The executive suite is the place where all of the important business decisions are made — and, for many companies, it is the least diverse office in the building.
A lot of American companies are finding that after recruiting and hiring minority employees, it is hard to move them up the ranks.
Navigating Uncharted Territory
Rob Sundy is, by many measures, a success story. He graduated from West Point, where he was a star athlete and student. He served in Kosovo, then went on to Harvard to earn an MBA. He ultimately landed a job at the packaged food company General Mills.
"This light bulb came on saying, 'OK, I have potential,' but it almost scared me," Sundy says, "I mean, like, what do I do now?"
I think because of my life story and my different background that …navigating this organization, or corporate America, it's just not intuitive or natural to me.
Such a sentiment may sound strange, coming from someone with Sundy's track record, but he says he felt like he was carrying some heavy cultural baggage, being African American and from working-class Detroit.
"I think because of my life story and my different background that ... navigating this organization, or corporate America, it's just not intuitive or natural to me," he says.
He had confidence in his skills; it's what he didn't know that nagged him. He would overhear co-workers talking about golf, a sport almost entirely foreign to him. And then there were the meetings.
"I would say something in a meeting and then no one would really say anything, and then 5 minutes later someone else in the room would say the exact same thing, and everyone would applaud the idea and say it's the greatest thing ever. And I would always have this impression after the meeting like, why was my commentary not accepted the same way as this other person? And I think earlier in my career, I might have had the impression that it had something to do with race," Sundy says.

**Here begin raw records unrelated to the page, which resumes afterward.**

PR #354, opened 2023-06-20
feat: decode payment code

peterpeterparker:
# Motivation

In NNS dapp we want to support QR code that provides more information than only an address. We want to be able to read QR code that provides token and amount information as well.

That way a use can scan a QR code and proceed a payment in NNS dapp.

# Changes

- add a new utils function `decodePayment` to the `@dfinity/ledger` package


packages/ledger/src/utils/payment.utils.ts
```diff
@@ -0,0 +1,35 @@
...
+ * If the code doesn't match the expected pattern, `undefined` is returned for simplicity.
+ * Similarly, if an optional amount is provided but it's not a valid number, the parser will not throw an exception and returns `undefined`.
+ *
+ * Please note that this function doesn't perform any validity checks on the extracted information.
+ * It doesn't verify if the token is known or if the identifier is a valid address.
+ *
+ * @param code string
+ * @returns { token: string; identifier: string; amount?: number } | undefined
+ */
+export const decodePayment = (
```
lmuntaner, line 15: Could you add the format also in the comment?

Btw, wouldn't it be easier to use e8s for the value? Otherwise, we'll have the problem of i18n of the number.

packages/ledger/src/utils/payment.utils.ts
```diff
@@ -0,0 +1,35 @@
...
+  code: string
+): { token: string; identifier: string; amount?: number } | undefined => {
+  const regex =
+    /^([a-zA-Z]+):([A-Za-z0-9:\-.]+).*?(?:[?&](?:amount|value)=(\d+(?:\.\d+)?))?$/;
```
lmuntaner, line 19: Why is there `amount|value`? Are both supported? Why not choosing one?

lmuntaner (commented):
A couple of questions, but it's looking good!

packages/ledger/src/utils/payment.utils.ts
peterpeterparker: The value in string is correct, it's what we need to fill the input field in NNS dapp.

packages/ledger/src/utils/payment.utils.ts
peterpeterparker: same as above, once we have a proposal will document / link it

packages/ledger/src/utils/payment.utils.ts
peterpeterparker: I have added the working pattern

packages/ledger/src/utils/payment.utils.ts
lmuntaner: yes, I saw the tests, I was reconfirming because I was surprised to see both supported.

Thanks for the explanation.

packages/ledger/src/utils/payment.utils.ts
lmuntaner: But this is ic-js. We should not think only in NNS Dapp. Thanks for the explanation.

lmuntaner (approved):

packages/ledger/src/utils/payment.utils.ts
lmuntaner: Not necessarily to show them in an input field though. And maybe they might need to convert it to e8s to make the call to the transfer.

peterpeterparker: It's for a payment flow initiating from a qr code so my assumption is that devs will display the information for confirmation purpose to the user most of the time, therefore rendering a number in the UI.

The function also does not perform any checks and devs will have to verify the information as the address.

That said, not that a strong opinion too because that are assumption. I'll cast the `number` to `bigint` tomorrow.

peterpeterparker: I gonna keep `number` in this PR because if we want to use `bigint` it would need additional refactoring such as moving `convertStringToE8s` from package Nns to utils as we would need to properly convert the amout from  `string` to `bigint`. Don't know also if we do so, if we want to move the class `Token` elsewhere than in Nns package.

For that reason I make this as resolved, merge this PR and go on with the task but, does not mean we can do the above in other PRs.

Let me know what you think @lmuntaner ?

lmuntaner: Sounds good to me.

I was thinking that the `Token` class should not be in nns-js to be honest. In utils or directly in the nns-dapp.

The libraries, like the endpoints should deal with e8s. TokenAmount is more of a UI util in my opinion.

What do you think?

PR #355, opened 2023-06-20
feat: remove ic-management converters

peterpeterparker:
# Motivation

The legacy code used to apply converters for responses and requests. As we do for the other libraries, let's not inherit this pattern for `ic-management` as well.

# Notes

This removes the converters which we will keep in NNS dapp when we will integrate the lib.

# Changes

- remove converters
- remove errors parsing
- clean up responses and params types
- rename `getCanisterDetails` to `canisterStatus` to reflect the proper name of the call


lmuntaner (approved):
That's a very good point! Thanks for reverting, I didn't think of it.

PR #359, opened 2023-06-21
build: fix ic-mgmt next dependencies and version

peterpeterparker:
# Motivation

When we build next, the version and utils dependencies is tweaked so we should do that for `ic-management` too.


lmuntaner (approved):
Thanks!

PR #580, opened 2024-03-18
feat: support for install_chunked_code in ic-mgmt

peterpeterparker:
# Motivation

Add support for installation of large Wasm modules to `@dfinity/ic-management`. The feature has been rolled out in dfx few weeks ago and was often requested by Azle developers. Not sure there are that much devs that need this with our library but that way the tooling is up-to-date everywhere given. that we already support `installCode`.

# Notes

Nothing that particular in the implementation, it follows the existing code base. Only particularity is probably `installChunkedCode` which accepts a hash as `Uint8array or number[]` as defined by did but als as `string` hex because most probably it is the type of hash that will effectivelly be used by a consumer - i.e. a human readable hash.

# Changes

- add support for IC mgmt `upload_chunk`, `clear_chunk_store`, `stored_chunks` and `install_chunked_code`

### DIFF
--- a/CHANGELOG.md
+++ b/CHANGELOG.md
@@ -2,6 +2,7 @@
 
 ## Features
 
+- Support for the installation of large canisters with chunked code of the Wasm module in `@dfinity/ic-management`.
 - Update most recent did files for ledgers (new optional field for initialization) and ckETH (new optional field in event).
 
 # 2024.03.05-1100Z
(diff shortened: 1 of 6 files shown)


peterpeterparker:
@lmuntaner I provide one PR for the four functions because those are all related and the implementation felt trivial but, if you rather like four distinct PRs, I don't mind splitting the code. Just let me know.

lmuntaner (approved):
LGTM!

PR #583, opened 2024-03-25
refactor: type canister_install_mode replaces InstallModeParam

peterpeterparker:
# Motivation

A type `canister_install_mode` was added in the ic-mgmt did file which can replace the type declared within the library `InstallModeParam`.

# Changes

- update did and replace type (which is not exposed)


lmuntaner (approved):
LGTM

PR #585, opened 2024-03-25
feat: xdr_conversion_rate and neurons fund economics for NNS governance

peterpeterparker:
# Motivation

Update NNS governance did files which adds information `xdr_conversion_rate` and `NeuronsFundEconomics`.

# Notes

According did file exposed in the Dashboard, all those types are already live on mainnet.

https://dashboard.internetcomputer.org/canister/rrkah-fqaaa-aaaaa-aaaaq-cai

# Changes

- update did file from #581
- adapt request and response parsers
- add `message: []` for make proposal in spec file


packages/nns/candid/governance.did
```diff
@@ -34,7 +34,7 @@ type CanisterStatusResultV2 = record {
   memory_size : opt nat64;
   cycles : opt nat64;
   idle_cycles_burned_per_day : opt nat64;
-  module_hash : vec nat8;
+  module_hash : blob;
```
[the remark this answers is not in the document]
peterpeterparker: Sure. Asked on Slack and tagged you.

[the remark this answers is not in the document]
dskloetd: I don't know why it was changed, but according to this [documentation](https://internetcomputer.org/docs/current/references/candid-ref#type-blob):
> Interfaces written using the blob type are interchangeable with interfaces that are written using vec nat8.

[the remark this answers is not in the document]
peterpeterparker: We should be good according documentation: https://internetcomputer.org/docs/current/references/candid-ref#type-blob

packages/nns/src/governance.canister.spec.ts
dskloetd, line 1: Do we test the conversion functions anywhere?

peterpeterparker: Not sure but, TypeScript did not validated the test and I added the missing new types.

peterpeterparker: I can add a test but, to some extension, it does not gonna validate much more that what Typescript does but, I'll.

Conversions function is there historically speaking, for sure, when it comes to me, not against not having it in the future. Outside of the scope of this PR though.

peterpeterparker: Request was already covered with the existing adaption. Added a test that expect response to be converted to ManageNetworkEconomics.

dskloetd (approved):

PR #588, opened 2024-03-25
fix: incorrect import path in ic-mgmt

peterpeterparker:
# Motivation

There was an incorrect import path `@dfinity/utils/src` in ic-management. Probably side effect of auto-import of webstorm.

# Notes

Some day I should take the time to setup an eslint rule to detect those.

# Changes

- fix import
- prepare patch release


lmuntaner (approved):
Thanks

Whether or not race had anything to do with his problems, the reality was, he needed help communicating if he was going to achieve his goal of reaching the executive suite.
The Tools To Play The Game
Through General Mills, he connected with a nonprofit organization called Management Leadership for Tomorrow, which coaches midlevel managers.
"If you are a non-minority manager, you are going to be able to turn to your left, turn to your right, look forward, look back, and choose out of several people who can give you that informal feedback and guidance that's so critical," says John Rice, founder of Management Leadership for Tomorrow.
Rice, who is African American and a former executive with the National Basketball Association, says many minority managers, no matter how accomplished, are still looking for career guidance, and they often look for it in fellow minorities.
"To some extent, what we see and what we provide to these folks is the ability and road map to play the game like everyone else is playing it," Rice says.
He adds that many corporations have in-house mentoring programs for their minority employees. But some companies, such as Google, Target and Fannie Mae, outsource their mentoring to organizations like his for intensive coaching.
Leery Of The Snipers
Tuwisha Rogers is a rising account supervisor at Images USA, a black-owned marketing and communications firm. Her career coach, Patricia Hayling Price, talks to Rogers over the phone, suggesting ways to raise her profile inside the company.
"The first thing I would ask is, remember the exercise you did in the room, where instead of spewing off everything that was on your mind, you withheld it?" Hayling Price says.
"Yes," Rogers says. "It's been really helpful, being able to stop, think about the five things I want to talk about, and then come back with just one point, has really changed some people's perceptions of what I say and do now."
This kind of coaching would be appropriate for anyone climbing the corporate ladder, but the coach, Hayling Price, says minority middle managers face a special challenge.
"As a minority mid-manager on the rise, you are always leery of the snipers out there and all of the micro-inequities that exist in a corporate environment. When are they going to get you? You're expected to be faster, smarter, better in order to gain the visibility," she says. "The stakes are huge."
Training A Future Generation Of Leaders
The stakes are huge because major corporations and nonprofit organizations are looking for a new generation of minority talent. And Rice has made it his goal to make sure minority managers have what it takes to get to and stay in the upper echelons.
"For the minority manager, what they need to understand is, how do you play the game to win? What's the bar for excellence? What does it take to get promoted? What does it take to avoid the things that could derail somebody? We're trying to prepare people to navigate their careers in a way that takes the minority issue out of it," he says.
Rice says it is too early to judge the impact of corporate coaching, but the approach seems to be catching on. His corporate clients have doubled and, in some cases, even tripled the number of minority managers they are sending to him for coaching.